Мочевой пузырь уже готов был лопнуть. Андерс вскочил с кровати и побежал в туалет. Стоя над унитазом и наблюдая за желтой струей, он подумал про Элин с ее мокрыми волосами и ужасным лицом… вот она приходит… она приходит за ним.
Довольно! Хватит!
Андерс умыл лицо холодной водой. Нет, больше об этом думать он не станет. Никогда. С этим покончено. Теперь у него началась новая жизнь. Он не вернется к старому.
Он был настолько голодным, что, не дожидаясь кофе, сделал себе бутерброд. Выглянув в окно, он увидел, что на заливе полно чаек, но он их больше не боялся.
Я не боюсь.
Андерс съел последний бутерброд и начал рассматривать чаек, летающих в лучах низкого солнца, а потом опускающихся на гладкую поверхность моря.
Я не боюсь.
Андерс вспоминал все, что его беспокоило. Да, беспокойство и тревога так глубоко вошли в него, что долгое время казались естественным состоянием. Теперь этот страх исчез. Осталось только море, голубое небо, чайки и он сам, выспавшийся и как будто обновленный.
Это было замечательно.
Он отвернулся от окна и увидел бусинки, разложенные на столе.
Я выкладывал узор, пока спал…
Голубые бусины перемежались с белыми.
Он стоял и смотрел на непонятные изображения, и у него уже начали появляться какие — то мысли, но тут его взгляд упал на листок бумаги с запиской:
«Анна — Грета и я приглашаем тебя на нашу свадьбу. Венчание состоится в Нотене, в ближайшее воскресенье, в два часа дня. Симон».
Дальше был постскриптум. Прочитав его, Андерс раздраженно хлопнул себя по лбу и воскликнул:
— Вот идиот! Ну конечно!
Он не мог понять, как он не увидел этого сам.
«Это не морская карта?» — вот что приписал Симон внизу.
Действительно, синие бусины изображали море, большое белое пятно в центре был Думаре, а пятно поменьше — Ховастен. Да, хватало и погрешностей, но все — таки ему следовало и самому догадаться, что это план местности, ведь очертания Думаре узнавались безошибочно.
Это было как откровение. Наконец — то все части головоломки сложились вместе. Андерс почувствовал, как у него закружилась голова. Он вскочил и захлопал в ладоши, но тут же остановился и начал пристально рассматривать бусины.

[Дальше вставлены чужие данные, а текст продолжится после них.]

PR #129, opened 2020-04-01
Docker support for builds

elliottmurray:
Created some simple docker files and script to help create envs where not all python versions are available. Needs a bit of work but allows debugging of version issues. I could tweak this to publish containers with pact-python installed and published to pact-foundation?

### DIFF
--- a/docker/py36.Dockerfile
+++ b/docker/py36.Dockerfile
@@ -1,0 +1,12 @@
+FROM python:3.6.10-alpine3.11
+
+WORKDIR /home
+
+COPY requirements_dev.txt .
+
+RUN apk add gcc py-pip python-dev libffi-dev openssl-dev gcc libc-dev make
+
+RUN python -m pip install psutil subprocess32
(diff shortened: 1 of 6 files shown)


mefellows:
I'll try and have a look at running this later today Elliot.

docker/py36.Dockerfile
```diff
@@ -0,0 +1,12 @@
+FROM python:3.6.10-alpine3.11
+
+WORKDIR /home
+
+COPY requirements_dev.txt .
+
+RUN apk add gcc py-pip python-dev libffi-dev openssl-dev gcc libc-dev make
+
+RUN python -m pip install psutil subprocess32
```
matthewbalvanz-wf, line 9: It's been a while, but I was thinking we don't need to install `subprocess32` outside of Python 2.7 as it's a backport of the Python 3.2+ version of subprocess.

elliottmurray: Removed. I'' add a commit with bash installed too

PR #130, opened 2020-04-03
Examples for python

elliottmurray:
Created a simple e2e example based on a few internet examples. Idea is to help people get started quicker with a reference implementation.


examples/e2e/provider.py
```diff
@@ -0,0 +1,49 @@
+import datetime
+
+from flask import Flask, abort, jsonify, request
+
+fakedb = {}
+
+app = Flask(__name__)
+
+
+@app.route('/_pact/provider_states', methods=['POST'])
```
mefellows, line 10: Is there a way you can dynamically add this endpoint during the verification test so it's clear this endpoint doesn't need to be present in a deployed environment? This might confuse some people coming in - we want to make it clear that the states endpoint should only be added for testing purposes.

mefellows:
Looks like a good start Elliot!

examples/e2e/README.md
```diff
@@ -0,0 +1,91 @@
+# Introduction
```
mefellows, line 1: Should we create a section in the main readme that points to these examples?

elliottmurray: Done

examples/e2e/provider.py
elliottmurray: I've been moving stuff from the e2e folder into examples (and from other sources) to make it a bit simpler for newbies. The current e2e tests are for local and weren't totally clear how to run. But I'll keep chipping away. I think I can do what you want via some kinda mix in in python but I'll look into it.

elliottmurray: I've created a first pass at this. There is in the root folder a pact_provider file that imports from the provider plus decorating with extra pact endpoints

elliottmurray:
@mefellows I think I have it integrated into CI/CD. Only runs on 3.6 - current one only does 2.7.

On that I think we should also update the versions? I'm tempted to drop support for 2.7 and we should definitely add 3.8. I can do the latter in a separate PR but leave the v2 as a separate issue.

PR #132, opened 2020-04-17
Move tests to standard tests dir

pyasi:
Moving the `test` dir that was previously part of the `pact` package into it's own module `tests`. This follows standard practice in python projects.

### DIFF
--- a/tests/test_constants.py
+++ b/tests/test_constants.py
@@ -2,7 +2,7 @@ from unittest import TestCase
 
 from mock import patch
 
-from .. import constants
+from pact import constants as constants
 
 
 class broker_client_exeTestCase(TestCase):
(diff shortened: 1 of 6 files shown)


mefellows:
Seems like a good idea. Is there a reason why it may not have been there to begin with?

pyasi:
Very possible @mefellows, hoping for feedback if that’s the case. Diving into the code and it was something that caught my eye. Given it’s a small, low risk change i decided to throw this up for thoughts.

pyasi:
@mefellows Think this could get reviewed/merged? I'd be interested in continuing to contribute to Pact

mefellows:
Hi @pyasi, thanks and sorry for the delay. The core maintainer has been pretty flat out recently, so we're just waiting on another person (who knows what they're doing in the Python space) to finish the review.

If you're not already, join us at slack.pact.io and we can chat there - we'd love more contributions!

elliottmurray:
Sorry for the delay @pyasi but going in now

PR #135, opened 2020-04-30
Fix missing normalization of consumer name while publishing pact

m-aciek:
We have a name of consumer which is a string formatted as title: "Sample Project". It's contract file is being saved as "sample_project_….json". While publishing pact logic is looking for a name of contract file beginning with not normalized, but original consumer name. Therefore it does not find the file and exits with following message:

    No value provided for required pact_files
    Error in atexit._run_exitfuncs:
      File "/…/site-packages/pact/pact.py", line 260, in stop_service
        self.publish()
      File "/…/site-packages/pact/pact.py", line 193, in publish
        .format(url))
    RuntimeError: There was an error while publishing to the pact broker at ….

The pull request is a fix for that.

### DIFF
--- a/pact/pact.py
+++ b/pact/pact.py
@@ -149,6 +149,10 @@ class Pact(object):
         self._interactions[0]['provider_state'] = provider_state
         return self
 
+    @staticmethod
+    def _normalize_consumer_name(name):
+        return name.lower().replace(' ', '_')
+
     def publish(self):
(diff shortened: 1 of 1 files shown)


elliottmurray:
Looks good - the only thing is changing unit tests? In test_pact.py maybe tweak the mock on line 229 to not be a mock? And then change the expectation below that in e.g. test_default_publish so we are exercising that bit of code.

Вот — перед ним морская карта. И что дальше?
На узоре были обозначены Думаре, Каттхольмен и Ховастен. Где — то с краю прилепился Лединге.
И что?
Ну, вот есть рисунок, карта, которая выглядит как обычная бумажная карта, только грубее выполнена, как будто бы неуверенной рукой. Что значит эта карта?
— Зачем тебе эта карта?
Андерс с трудом поборол желание разбросать бусины по столу.
Он присел на стул. Внезапный порыв гнева прошел, как его и не бывало. Так было с Майей — она внезапно начинала совершенно неоправданно на что — то злиться. Как на свои носочки в день, когда она пропала. А сейчас она сердится на эту головоломку, используя Андерса.
Нет. Да.
Он снова склонился над бусинами. Неужели это на самом деле сделала Майя? Как — то раз он показал ей морскую карту, но вряд ли она сама справилась бы с такой задачей.
На самом деле только он мог сделать эту карту. Конечно, он сам сделал ее, сам того не ведая, а она…
Он подпер лицо руками.
Одна рука не ведает, что творит другая.
Если она хочет с ним общаться, то к чему все эти сложности? Почему бы просто не сложить из бусин слово?
Да потому что…
Андерс громко ахнул. Как он мог забыть?
Майя так любила играть в прятки. Она очень хорошо пряталась. И сейчас она могла спрятаться так, чтобы ее никто не нашел. Раньше когда она пряталась, то всегда сидела в своем укрытии до последнего. Родители могли кричать и звать ее, объяснять, что игра окончена, но она продолжала прятаться. Ее надо искать, объясняла она. На то это и прятки.
И теперь у нее хватит терпения. Она сможет сидеть в своем укрытии сколь угодно долго. Она надежно спрятана от тех, кто хочет найти ее. Но бесконечно ждать она не захочет.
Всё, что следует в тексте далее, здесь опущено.